Charakterystyczną cechą prątków kwasoodpornych jest odmienna niż u innych bakterii budowa ściany komórkowej, w skład której wchodzą lipidy (~60% suchej masy), znaczny odsetek wosków (4-25%). Dzięki temu ściana ma charakter hydrofobowy co sprawia, że jest ona nieprzepuszczalna dla stosowanych w wielu metodach barwienia anilinowych barwników zasadowych. Specyficzna budowa prątków daje im dużą kwasooporność oraz oporność na czynniki takie jak wysuszenie, niskie i wysokie pH, wysoką i niską temperaturę. Stanowią one barierę mechaniczną przed działaniem czynników środowiska zewnętrznego i środków dezynfekcyjnych. Po części uniemożliwiają także skuteczne wiązanie do struktur komórki bakteryjnej cząstek leków. W oparciu o właściwości fenotypowe na podłożu hodowlanym, prątki MOTT można również podzielić na wolno rosnące prątki (ang. slowly growing mycobacteria SGM) oraz szybko rosnące prątki (ang. rapidly growing mycobacteria RGM) (Runyon 1965).

Diagnostyka laboratoryjna – Badanie hodowlane

Materiałem do badań w kierunku mykobakteriozy może być tkanka pobrana przyżyciowo (Ryc. 1; Krajewska 2019), jak i pośmiertnie (Ryc.2; Krajewska 2015).
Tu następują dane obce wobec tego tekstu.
PR #14713, opened 2024-09-24
[T2] [Chassis] Skip override_config_table_masic test for upstream line card

sanjair-git:
### Description of PR

Summary:
Fixes # (issue)
This PR fixes '_test_override_config_table_masic-test_load_minigraph_with_golden_config_' failure on upstream line card on T2 topo Chassis.

The above test fails with the following issue on _DEVICE_METADATA_ table when 'config _load_minigraph_' is done with empty golden config input. 

>    
        host_current_config = get_running_config(duthost)
        for table in initial_host_config:
            if table in NON_USER_CONFIG_TABLES:
                continue
            pytest_assert(
                initial_host_config[table] == host_current_config[table],
               "empty input compare fail! {}".format(table)
            )
         E           Failed: empty input compare fail! DEVICE_METADATA

The test passes on downstream linecards.

### Type of change

- [ ] Bug fix
- [ ] Testbed and Framework(new/improvement)
- [x] Test case(new/improvement)

### Back port request
- [ ] 202012
- [ ] 202205
- [ ] 202305
- [ ] 202311
- [x] 202405

#### What is the motivation for this PR?

- '_test_override_config_table_masic-test_load_minigraph_with_golden_config_' fails on upstream line card on T2 topo Chassis.
- '_subtype_' changes to 'DownstreamLC' from 'UpstreamLC' in DEVICE_METADATA for Upstream LC after load_minigraph with empty golden_config as input. 

#### How did you do it?
- Skip the empty input golden config check for upstream line card and do the other checks for upstream line card. 
- Perform the empty input test only if it is downstream line card and verify the golden config functionality. 

#### How did you verify/test it?
Run '_test_override_config_table_masic-test_load_minigraph_with_golden_config_' on T2 chassis and verify the test passes without any issues.

### Documentation

image

PR #15953, opened 2024-12-09
fix: temporarily disable parallel run for config test

cyw233:
### Description of PR

Disable parallel run for the `override_config_table/test_override_config_table_masic.py` test as it's not compatible with parallel run anymore. We will refactor this test to re-enable parallel run for it later.

Summary:
Fixes # (issue) Microsoft ADO 30459127

### Type of change

- [x] Bug fix

### Back port request
- [ ] 202012
- [ ] 202205
- [ ] 202305
- [ ] 202311
- [x] 202405

The `override_config_table/test_override_config_table_masic.py` test will not be able run in parallel after #14713 anymore because it only enumerates the upstream LC now, which is not compatible with the current parallel run implementation.


yejianquan (approved):
LGTM

PR #13582, opened 2024-07-05
enable test_link_down on t0 and t1 devices

BYGX-wcr:
### Description of PR

Summary:
Fixes # (issue) [11671](https://github.com/sonic-net/sonic-mgmt/issues/11671)
This PR is used to enable the test_link_down script to test SONiC T0 and T1 devices. There was only one line of code change made to tests/platform_tests/test_link_down.py. 
### Type of change

- [ ] Bug fix
- [ ] Testbed and Framework(new/improvement)
- [x] Test case(new/improvement)

### Back port request
- [ ] 202012
- [ ] 202205
- [ ] 202305
- [ ] 202311
- [ ] 202405

#### What is the motivation for this PR?
Fill the test gap.
#### How did you do it?
Change the test script
#### How did you verify/test it?
I tested it on T0, T1 and T2 DUTs in Microsoft's internal testbed and the new script works fine.

PR #17230, opened 2025-02-27
Skip linkdown_on_sup_reboot on topologies that don't use modular switches

apoorv-arista:
### Description of PR

Summary: Skip `link_down_on_sup_reboot` on topologies that don't use modular switches
Fixes # [464](https://github.com/aristanetworks/sonic-qual.msft/issues/464)

### Type of change

- [ ] Bug fix
- [ ] New Test case
- [x] Test case improvement

### Back port request
- [ ] 202012
- [ ] 202205
- [ ] 202305
- [ ] 202311
- [ ] 202405
- [x] 202411

### Approach
test_linkdown_on_sup_reboot() testcase should be  skipped for non-T2 topologies 

All testcases in this module were recently enabled for non-T2 topologies in https://github.com/sonic-net/sonic-mgmt/pull/13582

platform_tests/test_link_down.py::test_link_down_on_sup_reboot is still meant to be run on a modular chassis which reboots supervisor and then checks the port status on all linecards. However this ends up running on all multidut topologies due to this
check: https://github.com/sonic-net/sonic-mgmt/blob/202411/tests/platform_tests/test_link_down.py#L152-L153 which includes dualTor where every duthost is a standalone device as compared to being a unit in chassis.

#### How did you do it?
test_linkdown_on_sup_reboot() testcase is skipped for non-T2 topologies using a conditional marker

Tested on sonic dualtor fixed-testbed

### DIFF
--- a/tests/common/plugins/conditional_mark/tests_mark_conditions_platform_tests.yaml
+++ b/tests/common/plugins/conditional_mark/tests_mark_conditions_platform_tests.yaml
@@ -1106,6 +1106,15 @@ platform_tests/test_kdump.py:
       - "platform in ['armhf-nokia_ixs7215_52x-r0']"
 
 #######################################
+########   test_link_down.py   ########
+#######################################
+platform_tests/test_link_down.py::test_link_down_on_sup_reboot:
+  skip:
+    reason: "Skip for non T2"
+    conditions:
+      - "topo_type not in ['t2']"
+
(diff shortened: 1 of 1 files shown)


StormLiangMS (approved):
LGTM

pandurangan-arista:
The PRs have merged. Closing the issue

PR #17236, opened 2025-02-27
Add IPv6 dataplane traffic test

saiarcot895:
### Description of PR

Summary:
Fixes # (issue)

### Type of change

- [ ] Bug fix
- [ ] New Test case
- [x] Test case improvement

### Back port request
- [ ] 202012
- [ ] 202205
- [ ] 202305
- [ ] 202311
- [ ] 202405
- [ ] 202411

Add IPv6 traffic to the dataplane traffic that is used in the advanced reboot test case. This makes sure some IPv6 functionality is tested. 

#### How did you do it?

There are several notable changes here:
1. Have half of the traffic that is currently sent by the test case be IPv6 instead of IPv4.
2. Create a new platform called `remote-pcap` that tells scapy to use libpcap for the packet capture instead of regular sockets. This gives better performance when it comes to receiving many packets at once.
3. Fix the BPF filter syntax in `arp_responder.py` when only IPv4 or only IPv6 addresses are configured.
4. Ignore ARP broadcasts in `advanced-reboot.py` sent by the DUT, since those are meant for `arp_responder.py`.

Tested on a physical device to make sure IPv4 and IPv6 packets were sent and received (as per the packet capture file) and that the test didn't fail.

### DIFF
--- a/ansible/roles/test/files/ptftests/py3/advanced-reboot.py
+++ b/ansible/roles/test/files/ptftests/py3/advanced-reboot.py
@@ -692,8 +692,10 @@ class ReloadTest(BaseTest):
 
         self.random_vlan = random.choice(self.vlan_ports)
         self.from_server_src_port = self.random_vlan
-        self.from_server_src_ipv4_addr = random.choice([addr for addr in self.vlan_host_map[self.random_vlan].keys() if ipaddress.ip_address(addr).version == 4])
-        self.from_server_src_ipv6_addr = random.choice([addr for addr in self.vlan_host_map[self.random_vlan].keys() if ipaddress.ip_address(addr).version == 6])
+        self.from_server_src_ipv4_addr = random.choice([addr for addr in self.vlan_host_map[self.random_vlan].keys()
+                                                        if ipaddress.ip_address(addr).version == 4])
+        self.from_server_src_ipv6_addr = random.choice([addr for addr in self.vlan_host_map[self.random_vlan].keys()
+                                                        if ipaddress.ip_address(addr).version == 6])
         self.from_server_src_mac = self.hex_to_mac(self.vlan_host_map[self.random_vlan][self.from_server_src_ipv4_addr])
         self.from_server_dst_ipv4_addr = self.random_ip(self.test_params['default_ipv4_range'])
         self.from_server_dst_ipv6_addr = self.random_ip(self.test_params['default_ipv6_range'])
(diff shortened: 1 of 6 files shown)


ansible/roles/test/files/ptftests/py3/advanced-reboot.py
```diff
@@ -2486,28 +2621,43 @@ def reachability_watcher(self):
...
-            self, self.from_vlan_exp_packet, self.from_server_dst_ports, timeout=self.PKT_TOUT)
+            self, self.from_vlan_exp_ipv4_packet, self.from_server_dst_ports, timeout=self.PKT_TOUT / 2)
+
+        for _ in range(self.nr_pc_pkts // 2):
+            entry = next(self.watcher_from_server_ipv6_iter)
+            testutils.send_packet(self, *entry)
+        total_rcv_pkt_cnt += testutils.count_matched_packets_all_ports(
+            self, self.from_vlan_exp_ipv6_packet, self.from_server_dst_ports, timeout=self.PKT_TOUT / 2)
 
         self.log("Send %5d Received %5d servers->t1" %
```
vaibhavhd, line 2636: This log could be put separately for distinguishing servers->t1 v4 and servers->t1 v6 traffic.

yxieca:

1. map() flattening is a no-op under Python 3 — VLAN routes silently dropped.
   Anchors at head:
   - ansible/roles/test/files/ptftests/arista.py __init__:
     ```
     vlan_ip_range = []
     map(vlan_ip_range.extend, ast.literal_eval(test_params['vlan_ip_range']).values())
     self.v4_routes = [x for x in vlan_ip_range if ipaddress.ip_network(x).version == 4]
     ...
     self.v6_routes = [x for x in vlan_ip_range if ipaddress.ip_network(x).version == 6]
     ```
   - ansible/roles/test/files/ptftests/sonic.py __init__: same pattern.
   In Python 3 map() is lazy and its result is discarded, so vlan_ip_range stays [], and v4_routes ends up as just [lo_prefix], v6_routes as just [lo_v6_prefix]. All VLAN subnets are dropped from the BGP GR advertisement check on both neighbor types. Fix with an explicit loop or list(...) wrap, e.g.:
   ```
   vlan_ip_range = []
   for prefixes in ast.literal_eval(test_params['vlan_ip_range']).values():
       vlan_ip_range.extend(prefixes)
   ```

2. Dead self.host_ip(...) call in generate_vlan_servers except block will crash the fallback path.
   Anchor: ansible/roles/test/files/ptftests/py3/advanced-reboot.py generate_vlan_servers:
   ```
   except Exception as e:
       self.log("Capture exception for host_ip: {}".format(repr(e)))
       addr = self.host_ip(prefix, int(i//2))
       addr = str(prefix_object[int(i//2)])
   ```
   host_ip was deleted from ReloadTest in this diff (the random_ip refactor now inlines ipaddress.ip_network). Grepping the file confirms there is no host_ip method on ReloadTest anymore, so on any fallback hit this raises AttributeError before the following (correct) line runs. Remove the self.host_ip(...) line and keep only addr = str(prefix_object[int(i//2)]).

---

PR #17259, opened 2025-02-28
Update `test_reset` to flap non-CMIS XCVRs too

arista-nwolfe:
We see that non-CMIS optic XCVRs are still in low-power mode after sfp_reset and therefor down.
Update the test to flap all ports that support low-power mode instead of just CMIS XCVRs.

Note that this change along won't result in `platform_tests/api/test_sfp.py::TestSfpApi::test_reset` passing, it also needs https://github.com/sonic-net/sonic-platform-daemons/pull/592 to pull ports out of low-power mode on `admin_status=up`

https://github.com/aristanetworks/sonic/issues/121

Summary:
Fixes # (issue)

### Type of change

- [x] Bug fix
- [ ] New Test case
- [ ] Test case improvement

### Back port request
- [ ] 202012
- [ ] 202205
- [ ] 202305
- [ ] 202311
- [x] 202405
- [x] 202411

### DIFF
--- a/tests/platform_tests/api/test_sfp.py
+++ b/tests/platform_tests/api/test_sfp.py
@@ -718,9 +718,9 @@ class TestSfpApi(PlatformApiTestBase):
                 continue
             info_dict = port_index_to_info_dict[sfp_port_idx]
 
-            # only flap interfaces where are CMIS optics,
-            # non-CMIS optics should stay up after sfp_reset(), no need to flap.
-            if "cmis_rev" in info_dict:
+            # If the xcvr supports low-power mode then it needs to be flapped to come
+            # out of low-power mode after sfp_reset()
+            if self.is_xcvr_support_lpmode(info_dict):
                 duthost.shutdown_interface(intf)
                 intfs_changed.append(intf)
 


tests/platform_tests/api/test_sfp.py
```diff
@@ -718,9 +718,9 @@ def test_reset(self, request, duthosts, enum_rand_one_per_hwsku_hostname, localh
                 continue
             info_dict = port_index_to_info_dict[sfp_port_idx]
 
-            # only flap interfaces where are CMIS optics,
-            # non-CMIS optics should stay up after sfp_reset(), no need to flap.
-            if "cmis_rev" in info_dict:
+            # If the xcvr supports low-power mode then it needs to be flapped to come
+            # out of low-power mode after sfp_reset()
+            if self.is_xcvr_support_lpmode(info_dict):
```
arlakshm, line 723: can we do this check `if "cmis_rev" in info_dict or self.is_xcvr_support_lpmode(info_dict):` to make sure this changes does not break other platforms?

tests/platform_tests/api/test_sfp.py
```diff
@@ -718,9 +718,9 @@ def test_reset(self, request, duthosts, enum_rand_one_per_hwsku_hostname, localh
                 continue
             info_dict = port_index_to_info_dict[sfp_port_idx]
 
-            # only flap interfaces where are CMIS optics,
-            # non-CMIS optics should stay up after sfp_reset(), no need to flap.
-            if "cmis_rev" in info_dict:
+            # If the xcvr supports low-power mode then it needs to be flapped to come
```
sdszhang, line 721: The original issue was to handle CMIS only because QSFP-DD has a state machine controlled by Xcvrd and since the sfp_reset happens outside Xcvrd’s knowledge, the optics was not in correct state.

As this change extends it to non-CMIS interface, @prgeor can you review this change?

tests/platform_tests/api/test_sfp.py
arista-nwolfe: Yeah good thought, I'll add that.

arlakshm (dismissed):

arlakshm:
@prgeor, can you signoff on these changes

tests/platform_tests/api/test_sfp.py
```diff
@@ -718,9 +718,10 @@ def test_reset(self, request, duthosts, enum_rand_one_per_hwsku_hostname, localh
                 continue
             info_dict = port_index_to_info_dict[sfp_port_idx]
 
-            # only flap interfaces where are CMIS optics,
-            # non-CMIS optics should stay up after sfp_reset(), no need to flap.
-            if "cmis_rev" in info_dict:
+            # CMIS optics need to be flapped after sfp_reset to come up.
```
prgeor, line 721: @arista-nwolfe what if the optics is CMIS but DAC, should we not skip the test?
Also we should check if CMIS compliant optics support low power mode?

arista-nwolfe: Yeah I think this is a fair point.
In the case of a CMIS but DAC we don't need to flap the port.
So I think we can improve this condition to only check for `is_xcvr_support_lpmode`.
I'll update the review.

judyjoseph:
@prgeor can you review again

abdosi:
@sdszhang : can you confirm this change will work ?

mihirpat1 (approved):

Rozdrobnioną tkankę wraz z kwasem szczawiowym 5% umieszczamy w specjalnych woreczkach i homogenizujemy w aparacie typu stomacher. Następnie zawartość woreczka przelewano do probówki typu Falcon i odstawiano do cieplarki na 20 minut. Po tym czasie próbkę wirowano przez 10 min. przy 3000-4000 obr/min. Supernatant usuwano, a osad przemywano dwukrotnie jałowym płynem fizjologicznym. Tak uzyskany osad wykorzystywano bezpośrednio do posiewu na podłoża lub do wykonania preparatu bakterioskopowego. Podłoża stałe wykorzystywane w diagnostyce laboratoryjnej mykobakterioz to: Lowenstein-Jensen (L-J). Petragnani (P) oraz Stonenbrinck (S). Posiewy należy inkubować w cieplarce, w temperaturze 37°C (+/- 2°C), przez okres 4 tygodni.

Badanie mikroskopowe

Po wysuszeniu świeżo sporządzonego preparatu mikroskopowego utrwalamy go nad płomieniem palnika, a następnie barwimy wg metody Ziehl-Neelsena (ZN). W pierwszym etapie preparat pokrywamy roztworem fuksyny karbolowej i podgrzewamy płomieniem palnika aż do ukazania się pary. Czynność powtarzamy dwukrotnie w czasie 5 minut. Po ostudzeniu preparat płukamy wodą destylowaną i zalewano 3% kwasem solnym w etanolu, na około 2 minuty. Ponownie płukamy preparat wodą destylowaną a następnie dobarwiamy barwnikiem kontrastowym przez około 20-30 sekund. Wypłukany wodą destylowaną preparat i wysuszony w temperaturze pokojowej, należy oglądać pod imersją w powiększeniu 100x, w co najmniej 50 polach widzenia (Ryc. 3; Krajewska 2024).

Typowanie genetyczne

Oznaczenie gatunku wyhodowanych mycobacterii (Ryc. 4; Krajewska 2024) należy przeprowadzić za pomocą testów do identyfikacji gatunkowej – Hain Lifesciences® (Nehren, Germany). Dobrze ugruntowane testy molekularne GenoType Mycobacterium CM VER 2.0 i GenoType Mycobacterium AS VER 1.0 umożliwiają wiarygodne różnicowanie między kompleksem M. tuberculosis a gatunkami NTM z materiału hodowlanego. Test GenoType Mycobacterium CM VER 2.0 wykrywa kompleks M. tuberculosis i różnicuje szeroki zakres klinicznie istotnych NTM w jednym teście. GenoType Mycobacterium AS VER 1.0 uzupełnia diagnostykę o dodatkowe gatunki NTM z tego samego przygotowania próbki. Razem oba testy obejmują kompleksowy panel najczęściej spotykanych i klinicznie istotnych mykobakterii na poziomie gatunku, zapewniając lekarzom informacje niezbędne do podejmowania skutecznych decyzji terapeutycznych. Procedura identyfikacji składa się z trzech etapów: izolacji DNA, amplifikacji przy użyciu primerów znakowanych biotyną i odwrotnej hybrydyzacji.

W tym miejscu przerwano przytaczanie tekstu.